CVE-2026-47287 Overview
CVE-2026-47287 is a relative path traversal vulnerability [CWE-23] in Microsoft Visual Studio Code. An unauthorized attacker can leverage the flaw over a network to tamper with files outside the intended directory. Exploitation requires user interaction, such as opening a crafted file or workspace. The vulnerability affects integrity but does not directly impact confidentiality or availability.
Microsoft published the advisory on June 9, 2026. The issue carries a CVSS 3.1 base score of 6.5. No public proof-of-concept code or in-the-wild exploitation has been reported at the time of publication.
Critical Impact
Successful exploitation enables an attacker to write or modify files outside the intended path, compromising the integrity of files on a developer's workstation.
Affected Products
- Microsoft Visual Studio Code (see the Microsoft Security Update CVE-2026-47287 advisory for affected build numbers)
Discovery Timeline
- 2026-06-09 - CVE CVE-2026-47287 published to NVD
- 2026-06-09 - Last updated in NVD database
Technical Details for CVE-2026-47287
Vulnerability Analysis
The vulnerability is a relative path traversal flaw classified under [CWE-23]. Visual Studio Code does not properly canonicalize or restrict file paths supplied through a network-reachable input. An attacker can craft input containing ..\ or ../ sequences that escape the intended working directory.
Because the attack vector is network-based and requires user interaction, exploitation typically involves a malicious file, workspace, repository, or extension content that the victim opens in Visual Studio Code.

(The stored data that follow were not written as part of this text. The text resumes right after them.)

PR #8999, opened 2023-03-16
fix: support setting task dependencies via kfp.kubernetes.mount_pvc

connor-mccarthy:
Fixes a bug where `kfp.kubernetes.mount_pvc` doesn't set task dependencies when `pvc_name` is produced by an upstream task.

**Checklist:**
- [x] The title for your pull request (PR) should follow our title convention. [Learn more about the pull request 
title convention used in this repository](https://github.com/kubeflow/pipelines/blob/master/CONTRIBUTING.md#pull-request-title-convention).

### DIFF
--- a/sdk/python/kfp/components/pipeline_channel.py
+++ b/sdk/python/kfp/components/pipeline_channel.py
@@ -97,6 +97,14 @@ class PipelineChannel(abc.ABC):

Once processed, the path handling logic resolves the traversal sequences against a trusted root and operates on files outside that root.
The CVSS vector indicates the impact is limited to integrity. The attacker cannot read sensitive data or directly crash the editor, but can overwrite, create, or modify files reachable by the Visual Studio Code process. On a developer workstation, that scope often includes source code, build scripts, configuration files, and extension storage.
Root Cause
The root cause is insufficient validation of user-controllable path segments before they are joined with a base directory. Visual Studio Code accepts relative paths and does not reject or normalize traversal sequences before file system operations.
Attack Vector
An attacker delivers a crafted project, archive, or document. When the victim opens the resource in Visual Studio Code, the editor processes embedded path references and writes content to attacker-chosen locations. Tampered build scripts or shell initialization files can lead to follow-on code execution under the developer's identity.

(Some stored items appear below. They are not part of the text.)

PR #9001, opened 2023-03-16
chore(frontend): Integrate recurring run functions with KFP v2 API

jlyaoyuli:
Part of #8703 

The main purpose of this PR is integrate recurring run functionalities with v2 API.

Primary proto difference between v1 and v2

from `job` to `recurringRun`
from `id` to `recurring_run_id`
from `name` to `display_name`
`pipeline_spec` only store either `workflow_manifest` or `pipeline_manifest` in v2
`resource_reference `is deprecated in v2
`runtime_config` is moved out from `pipeline_spec`
**boolean** `enabled` is replaced with **enum** `V2beta1RecurringRunStatus`


frontend/src/components/Trigger.tsx
```diff
@@ -20,7 +20,7 @@ import FormControlLabel from '@material-ui/core/FormControlLabel';
 import MenuItem from '@material-ui/core/MenuItem';
 import * as React from 'react';
 import { classes, stylesheet } from 'typestyle';
-import { ApiTrigger } from '../apis/job';
```
zijianjoy, line 23: Is this trigger being used by both V1 and V2 recurring run? Do we want to preserve a separate trigger for V1?

jlyaoyuli: v1 and v2 trigger has the same functionality, so we don't have to preserve the trigger for v1.

frontend/src/pages/PipelineDetails.test.tsx
```diff
@@ -244,8 +265,8 @@ describe('PipelineDetails', () => {
               ),
             },
             {
-              displayName: testRun.run!.name,
```
zijianjoy, line 247: We might want to preserve V1 test because we still support V1 pipeline. Can you make a copy of this test for v1?

frontend/src/pages/PipelineDetails.test.tsx
```diff
@@ -258,11 +279,10 @@ describe('PipelineDetails', () => {
     'shows all runs breadcrumbs, and "Pipeline details" as page title when the pipeline ' +
       'comes from a recurring run spec that has an experiment',
     async () => {
-      testRecurringRun.resource_references = [
```
zijianjoy, line 261: Same for here and below, we need to keep V1 unit test.

frontend/src/pages/PipelineDetails.tsx
```diff
@@ -235,24 +239,49 @@ class PipelineDetails extends Page<{}, PipelineDetailsState> {
     if (origin) {
       const msgRunOrRecurringRun = origin.isRecurring ? 'recurring run' : 'run';
       try {
+        // TODO(jlyaoyuli): change to v2 API after v1 is deprecated
         if (origin.isRecurring) {
-          origin.recurringRun = await Apis.jobServiceApi.getJob(origin.recurringRunId!);
+          origin.v1RecurringRun = await Apis.jobServiceApi.getJob(origin.recurringRunId!);
+          origin.v2RecurringRun = await Apis.recurringRunServiceApi.getRecurringRun(
+            origin.recurringRunId!,
```
zijianjoy, line 246: Won't one of these API call fail as always? There should be only V1 or V2 recurring runs, and the API call with different version should fail.

frontend/src/pages/PipelineDetails.tsx
```diff
@@ -235,24 +239,49 @@ class PipelineDetails extends Page<{}, PipelineDetailsState> {
...
+        }
+
+        // v2 run or recurring run with pipeline_spec
+        let pipelineManifest = '';
+        if (origin.v2Run?.pipeline_spec) {
+          pipelineManifest = JsYaml.safeDump(origin.v2Run.pipeline_spec);
+        }
+        if (origin.v2RecurringRun?.pipeline_spec) {
+          pipelineManifest = JsYaml.safeDump(origin.v2RecurringRun.pipeline_spec);
         }
```
zijianjoy, line 273: This piece of logic is getting complicated. I suggest to abstract it to a function. Ultimately what it tries to do is simple: Get pipeline template from run or recurring run.

frontend/src/pages/PipelineDetails.tsx
```diff
@@ -235,24 +239,49 @@ class PipelineDetails extends Page<{}, PipelineDetailsState> {
...
+          templateStrFromOrigin = response.template || '';
+        }
+
+        // v2 run or recurring run with pipeline_spec
+        let pipelineManifest = '';
+        if (origin.v2Run?.pipeline_spec) {
+          pipelineManifest = JsYaml.safeDump(origin.v2Run.pipeline_spec);
+        }
+        if (origin.v2RecurringRun?.pipeline_spec) {
+          pipelineManifest = JsYaml.safeDump(origin.v2RecurringRun.pipeline_spec);
```
zijianjoy, line 272: It is better to be explicit about the order here, what is the priority between templates from run vs recurringrun?

frontend/src/pages/PipelineDetails.tsx
```diff
@@ -235,24 +239,49 @@ class PipelineDetails extends Page<{}, PipelineDetailsState> {
...
         } else {
-          origin.run = await Apis.runServiceApi.getRun(origin.runId!);
+          origin.v1Run = await Apis.runServiceApi.getRun(origin.runId!);
+          origin.v2Run = await Apis.runServiceApiV2.getRun(origin.runId!);
+        }
+
+        // v2 run or recurring run with pipeline_version_id
+        const pipelineVersionIdFromOrigin = origin.isRecurring
+          ? origin.v2RecurringRun?.pipeline_version_id
+          : origin.v2Run?.pipeline_version_id;
```
zijianjoy, line 256: We should remember the decision here so you don't need to check for both `origin.v2Run?.pipeline_spec` and `origin.v2RecurringRun?.pipeline_spec` in the logic below.

frontend/src/pages/RunDetails.tsx
```diff
@@ -626,7 +626,7 @@ class RunDetails extends Page<RunDetailsInternalProps, RunDetailsState> {
                     <div>
                       <DetailsTable
                         title='Run parameters'
-                        fields={workflowParameters.map(p => [p.name, p.value || ''])}
```
zijianjoy, line 629: Why deleting `|| ''`?

frontend/src/pages/RunDetailsRouter.tsx
```diff
@@ -58,35 +36,11 @@ export default function RunDetailsRouter(props: RunDetailsProps) {
     {},
   );
 
-  // Get Recurring run ID (if it is existed) for retrieve recurring run detail (PipelineSpec IR).
```
zijianjoy, line 61: Will this break `V1 run created by recurring run` functionality?

frontend/src/pages/RecurringRunDetailsV2.test.tsx
```diff
@@ -0,0 +1,469 @@
...
+import TestUtils from 'src/TestUtils';
+import { V2beta1RecurringRun, V2beta1RecurringRunStatus } from 'src/apisv2beta1/recurringrun';
+import { Apis } from 'src/lib/Apis';
+import { PageProps } from './Page';
+import { RouteParams, RoutePage, QUERY_PARAMS } from 'src/components/Router';
+import { shallow, ReactWrapper, ShallowWrapper } from 'enzyme';
+import { ButtonKeys } from 'src/lib/Buttons';
+
+describe('RecurringRunDetailsV2', () => {
+  let tree: ReactWrapper<any> | ShallowWrapper<any>;
```
zijianjoy, line 30: Prefer react testing library over enzyme.

frontend/src/pages/RecurringRunDetailsRouter.tsx
```diff
@@ -0,0 +1,80 @@
...
+
+  const pipelineVersionId = v2RecurringRun?.pipeline_version_id;
+
+  const { data: templateStrFromVersionId } = useQuery<string, Error>(
+    ['PipelineVersionTemplate', pipelineVersionId],
+    async () => {
+      if (!pipelineVersionId) {
+        return '';
+      }
+      // TODO(jlyaoyuli): temporarily use v1 API here, need to change in pipeline API integration.
```
zijianjoy, line 59: What is blocking us from using V2 API?

frontend/src/pages/RecurringRunDetailsRouter.tsx
```diff
@@ -0,0 +1,80 @@
...
+      const template = await Apis.pipelineServiceApi.getPipelineVersionTemplate(pipelineVersionId);
+      return template?.template || '';
+    },
+    { enabled: !!pipelineVersionId, staleTime: Infinity, cacheTime: Infinity },
+  );
+
+  const templateString = pipelineManifest ? pipelineManifest : templateStrFromVersionId;
```
zijianjoy, line 66: NIT: `const templateString = pipelineManifest ?? templateStrFromVersionId`

frontend/src/pages/RecurringRunDetailsV2.test.tsx
```diff
@@ -0,0 +1,469 @@
...
+          end_time: new Date(2018, 10, 9, 8, 7, 6),
+          start_time: new Date(2018, 9, 8, 7, 6),
+        },
+      },
+    };
+    getRecurringRunSpy.mockImplementation(() => cronTestRecurringRun);
+
+    render(
+      <CommonTestWrapper>
+        <RecurringRunDetailsV2 {...generateProps()} />
```
zijianjoy, line 134: We should use `RecurringRunDetailsRouter` instead of `RecurringRunDetailsV2` here, because RecurringRunDetailsRouter file doesn't have test coverage.

frontend/src/pages/RecurringRunDetailsRouter.tsx
jlyaoyuli: Because we haven't integrated pipeline/pipeline version call with v2 API.

test/frontend-integration-test/helloworld.spec.js
```diff
@@ -24,7 +24,7 @@ const runWithoutExperimentName = 'helloworld-2-' + Date.now();
 const runWithoutExperimentDescription =
   'test run without experiment description ' + runWithoutExperimentName;
 const waitTimeout = 5000;
-const outputParameterValue = 'Hello world in test';
```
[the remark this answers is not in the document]
jlyaoyuli: The failed e2e test makes me check the case again, and I found that the `outputParameterValue` should be changed to "hello world".

The run created by the example yaml file:

image

frontend/src/lib/Buttons.ts
```diff
@@ -523,7 +523,7 @@ export default class Buttons {
       [id],
       'Do you want to delete this recurring run config? This action cannot be undone.',
       useCurrentResource,
-      jobId => Apis.jobServiceApi.deleteJob(jobId),
+      recurringRunId => Apis.recurringRunServiceApi.deleteRecurringRun(recurringRunId),
```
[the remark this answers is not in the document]
jlyaoyuli: Yes, it works.

frontend/src/pages/ExperimentDetails.tsx
```diff
@@ -319,15 +320,17 @@ export class ExperimentDetails extends Page<{}, ExperimentDetailsState> {
       // Fetch this experiment's jobs
       try {
         // TODO: get ALL jobs in the experiment
-        const recurringRuns = await Apis.jobServiceApi.listJobs(
+        const recurringRuns = await Apis.recurringRunServiceApi.listRecurringRuns(
```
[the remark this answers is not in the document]
jlyaoyuli: Yes, it works. The response of v2 list recurring run API request include both v1 and v2 recurring runs.

frontend/src/pages/NewRunV2.tsx
```diff
@@ -295,31 +279,11 @@ function NewRunV2(props: NewRunV2Props) {
   const newRunMutation = useMutation((run: V2beta1Run) => {
     return Apis.runServiceApiV2.createRun(run);
   });
-  const newRecurringRunMutation = useMutation((apiJob: ApiJob) => {
-    return Apis.jobServiceApi.createJob(apiJob);
+  const newRecurringRunMutation = useMutation((recurringRun: V2beta1RecurringRun) => {
+    return Apis.recurringRunServiceApi.createRecurringRun(recurringRun);
   });
 
   const startRun = () => {
```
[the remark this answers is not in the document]
jlyaoyuli: We have experiment_id in `newRun` which is assign to `newRecurringRun` later.

frontend/src/pages/PipelineDetails.test.tsx
jlyaoyuli: For build breadcrumb part, we only use v2 getRun() / getRecurringRun() request, so I think we only need v2 test.

frontend/src/pages/PipelineDetails.tsx
jlyaoyuli: This is solved after wrapping the logics into a helper function!

frontend/src/pages/RunDetailsRouter.tsx
jlyaoyuli: Simply answer is no.

Actually, **v1 never use the recurring run id here**. Previously, existing run can be either v1 or v2 run. We use `getRecurringRunId` helper to **get v2 recurring run id** and use it to retrieve the pipeline spec in recurring run body. However, when I work on the run integration, v2 run is no longer has resource reference. The helper should be removed at that moment rather than mis-embedding with v1 run. Therefore, it is just a misconception that the change might affect v1 run.

frontend/src/pages/RecurringRunsManager.tsx
```diff
@@ -114,20 +114,22 @@ class RecurringRunsManager extends React.Component<RecurringRunListProps, Recurr
...
+  public _enabledCustomRenderer: React.FC<CustomRendererProps<V2beta1RecurringRunStatus>> = (
+    props: CustomRendererProps<V2beta1RecurringRunStatus>,
   ) => {
     const isBusy = this.state.busyIds.has(props.id);
     return (
       <BusyButton
-        outlined={props.value}
-        title={props.value === true ? 'Enabled' : 'Disabled'}
+        outlined={props.value === V2beta1RecurringRunStatus.ENABLED}
+        title={props.value === V2beta1RecurringRunStatus.ENABLED ? 'Enabled' : 'Disabled'}
```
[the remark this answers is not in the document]
jlyaoyuli: We call v2 listRecurringRuns() API only, which means that **no matter it is v1 or v2 recurring run, it will be in v2 format**. In addition, the `enabled` in v1 is change into `RecurringRunStatus` by the backend implementation. Therefore, the current logic is also applicable to v1 use case.

frontend/src/pages/RecurringRunDetailsV2.tsx
```diff
@@ -0,0 +1,206 @@
...
+import { commonCss, padding } from 'src/Css';
+import { KeyValue } from 'src/lib/StaticGraphParser';
+import { formatDateString, errorToMessage, enabledDisplayStringV2 } from 'src/lib/Utils';
+import { triggerDisplayString } from 'src/lib/TriggerUtils';
+
+interface RecurringRunConfigState {
+  run: V2beta1RecurringRun | null;
+}
+
+class RecurringRunDetailsV2 extends Page<{}, RecurringRunConfigState> {
```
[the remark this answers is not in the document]
jlyaoyuli: Will create a backlog item for this implementation.

frontend/src/pages/RecurringRunDetailsV2.test.tsx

No verified exploit code is publicly available. Refer to the Microsoft Security Update CVE-2026-47287 advisory for product-specific technical details.
Detection Methods for CVE-2026-47287
Indicators of Compromise
- File writes by Code.exe or code to paths outside the active workspace directory, particularly into user profile, startup, or system locations.

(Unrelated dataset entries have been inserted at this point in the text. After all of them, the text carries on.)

PR #9004, opened 2023-03-17
feat(sdk): add experiment_id parameter to create run methods

droctothorpe:
Currently, `create_run_from_pipeline_func` and `create_run_from_pipeline_package` accept an `experiment_name` parameter and lookup the experiment ID with a backend call via `create_experiment`.

This tiny PR lets users pass the experiment ID directly as an optional alternative, circumventing the extra call, and improving alignment between these methods and `create_recurring_run`.

It also decouples the experiment handling logic from the run name handling logic. They were interleaved previously. 

**Checklist:**

### DIFF
--- a/sdk/python/kfp/client/client.py
+++ b/sdk/python/kfp/client/client.py
@@ -507,7 +507,7 @@ class Client:
             return result.pipelines[0].id
         elif len(result.pipelines) > 1:
             raise ValueError(
-                f'Multiple pipelines with the name: {name} found, the name needs to be unique'
+                f'Multiple pipelines with the name: {name} found, the name needs to be unique.'
             )
         return None
 
@@ -572,7 +572,7 @@ class Client:
         namespace = namespace or self.get_user_namespace()
         if experiment_id is None and experiment_name is None:
             raise ValueError(
-                'Either experiment_id or experiment_name is required')
+                'Either experiment_id or experiment_name is required.')
         if experiment_id is not None:
             return self._experiment_api.get_experiment(id=experiment_id)
         experiment_filter = json.dumps({
@@ -916,7 +916,7 @@ class Client:
         if all([interval_second, cron_expression
                ]) or not any([interval_second, cron_expression]):
             raise ValueError(
-                'Either interval_second or cron_expression is required')
+                'Either interval_second or cron_expression is required.')
         if interval_second is not None:
             trigger = kfp_server_api.ApiTrigger(
                 periodic_schedule=kfp_server_api.ApiPeriodicSchedule(
@@ -1025,6 +1025,7 @@ class Client:
         pipeline_root: Optional[str] = None,
         enable_caching: Optional[bool] = None,
         service_account: Optional[str] = None,
+        experiment_id: Optional[str] = None,
     ) -> RunPipelineResult:
         """Runs pipeline on KFP-enabled Kubernetes cluster.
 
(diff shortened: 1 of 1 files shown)


connor-mccarthy:
@gkcalat @chensun, I seem to recall some discussion around particular parts of the API having trouble with requests that specify an experiment ID. It's possible I'm misremembering. Could you let me know if this sounds familiar?

/ok-to-test

droctothorpe:
FWIW, the `run_pipeline` invocation receives an experiment ID, it's just preceded by an ID lookup via `create_experiment` when the experiment name is passed.

sdk/python/kfp/client/client.py
```diff
@@ -1020,6 +1020,7 @@ def create_run_from_pipeline_func(
         pipeline_func: base_component.BaseComponent,
         arguments: Optional[Dict[str, Any]] = None,
         run_name: Optional[str] = None,
+        experiment_id: Optional[str] = None,
```
chensun, line 1023: New parameters should be added to the end to not break existing users who might call the method using positional arguments.

sdk/python/kfp/client/client.py
```diff
@@ -1111,22 +1116,27 @@ def create_run_from_pipeline_package(
...
-            KF_PIPELINES_DEFAULT_EXPERIMENT_NAME, None)
-        overridden_experiment_name = os.environ.get(
-            KF_PIPELINES_OVERRIDE_EXPERIMENT_NAME, experiment_name)
-        if overridden_experiment_name != experiment_name:
-            warnings.warn(
-                f'Changing experiment name from "{experiment_name}" to "{overridden_experiment_name}".'
-            )
-        experiment_name = overridden_experiment_name or 'Default'
+
+        if not experiment_id:
```
chensun, line 1120: Should probably check that `experiment_id` and `experiment_name` can't be specified at the same time.

sdk/python/kfp/client/client.py
droctothorpe: Good call. Didn't think of that! Resolved.

sdk/python/kfp/client/client.py
droctothorpe: Resolved. Modeled after similar ValueErrors in `client.py`. Noticed that about half of the ValueErrors were missing closing periods so added that as well.

droctothorpe:
Addressed the yapf finding. Are the other test failures unrelated?

sdk/python/kfp/client/client.py
```diff
@@ -1104,29 +1108,39 @@ def create_run_from_pipeline_package(
...
-            KF_PIPELINES_OVERRIDE_EXPERIMENT_NAME, experiment_name)
-        if overridden_experiment_name != experiment_name:
-            warnings.warn(
-                f'Changing experiment name from "{experiment_name}" to "{overridden_experiment_name}".'
-            )
-        experiment_name = overridden_experiment_name or 'Default'
+
+        if (experiment_name is not None) and (experiment_id is not None):
+            raise ValueError(
+                'You cannot specify both experiment_name and experiment_id.')
```
chensun, line 1122: nit: Better also mention this in the docstring.

chensun (commented):
/lgtm

sdk/python/kfp/client/client.py
droctothorpe: Non-ironically love nits. Resolved!

chensun (approved):
/lgtm
/approve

- Modifications to shell profile files such as .bashrc, .zshrc, or Microsoft.PowerShell_profile.ps1 shortly after a workspace is opened.
- Newly created or modified files containing ..\ or ../ segments within archives, .vscode folders, or repository metadata.
Detection Strategies
- Monitor process telemetry for Visual Studio Code child processes spawning unexpected interpreters such as cmd.exe, powershell.exe, or /bin/sh following the opening of a new workspace.
- Alert on file integrity changes to developer configuration and autorun locations when correlated with recent Visual Studio Code activity.
- Inspect Git repositories and downloaded archives for path entries containing traversal sequences before they are opened.
Monitoring Recommendations
- Enable verbose endpoint logging on developer workstations and forward file create, modify, and rename events to a central analytics platform.
- Track Visual Studio Code version inventory across the fleet and flag hosts running builds released before the patch.
- Review extension installation events and clone activity from untrusted Git sources.
How to Mitigate CVE-2026-47287
Immediate Actions Required
- Update Visual Studio Code to the patched version published in the Microsoft Security Update CVE-2026-47287 advisory.
- Instruct developers to avoid opening untrusted workspaces, repositories, or archives until patching is complete.
- Enable Visual Studio Code Workspace Trust and require explicit confirmation before executing tasks or extensions from new sources.
Patch Information
Microsoft has released a security update addressing CVE-2026-47287. The fix is documented in the Microsoft Security Update CVE-2026-47287 advisory. Apply the update through the Visual Studio Code auto-update mechanism or by deploying the latest installer through enterprise software distribution.
Workarounds
- Restrict Visual Studio Code to opening workspaces from approved repositories and file shares only.
- Disable auto-loading of workspace settings and tasks until the patch is applied.
- Use endpoint controls to block writes by the editor process to sensitive paths such as user startup directories and shell profile files.
# Verify the installed Visual Studio Code version
code --version
# Enable Workspace Trust enforcement via settings.json
# {
# "security.workspace.trust.enabled": true,
# "security.workspace.trust.startupPrompt": "always",
# "security.workspace.trust.untrustedFiles": "prompt"
# }
Disclaimer: This content was generated using AI. While we strive for accuracy, please verify critical information with official sources.